ReConFuse: Reconstruction-Error Guided Semantic Fusion for AI-Generated Video Detection
2026-06-03 • Computer Vision and Pattern Recognition
Computer Vision and Pattern Recognition
AI summaryⓘ
The authors study how to tell real videos from AI-made fake ones by looking at the mistakes a model makes when trying to recreate the video. They find that real and fake videos show different patterns of errors over time. To use this, they build a system called ReConFuse that combines these error patterns with video content information to spot AI fakes better. Tests show their method works well even with new types of generated videos.

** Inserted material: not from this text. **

PR #319, opened 2016-06-29
Remove internal test classes from autoloader

core23:
I am targetting this branch, because we some bundles have dependencies (e.g. https://github.com/sonata-project/SonataAdminBundle/pull/3977) to the tests.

AI-generated videosvideo forensicsreconstruction errorWF-VAEtemporal dynamicssemantic featuresvideo classificationgeneralizationMamba modulemultimedia authentication
Authors
Xiaojing Chen, Xinyu Lu, Changtao Miao, Yunfeng Diao
Abstract
AI-generated videos are becoming increasingly realistic, raising serious concerns about misinformation, content authenticity, and media trust. Reliable AI-generated video detection is therefore essential for multimedia forensics, yet remains challenging due to the need to capture spatial artifacts, temporal dynamics, and generalize to evolving generative models. In this paper, we explore reconstruction error as a discriminative forensic cue for AI-generated video detection. By reconstructing input videos with a pretrained WF-VAE, we observe that real and generated videos exhibit distinguishable frame-wise reconstruction error patterns, suggesting that reconstruction errors can reveal their distributional discrepancies. However, extending reconstruction-based image detection to videos is non-trivial, since video reconstruction errors are temporally organized across frames and require semantic context for effective interpretation. To address these challenges, we propose ReConFuse, a reconstruction-guided semantic fusion framework for video-level AI-generated video detection. ReConFuse extracts reconstruction error cues from WF-VAE reconstructed videos, aligns them with multi-frame semantic features, and uses a Mamba-based module to model temporal evolution for video-level classification. Experiments across multiple generators and evaluation settings demonstrate the effectiveness and strong generalization ability of ReConFuse.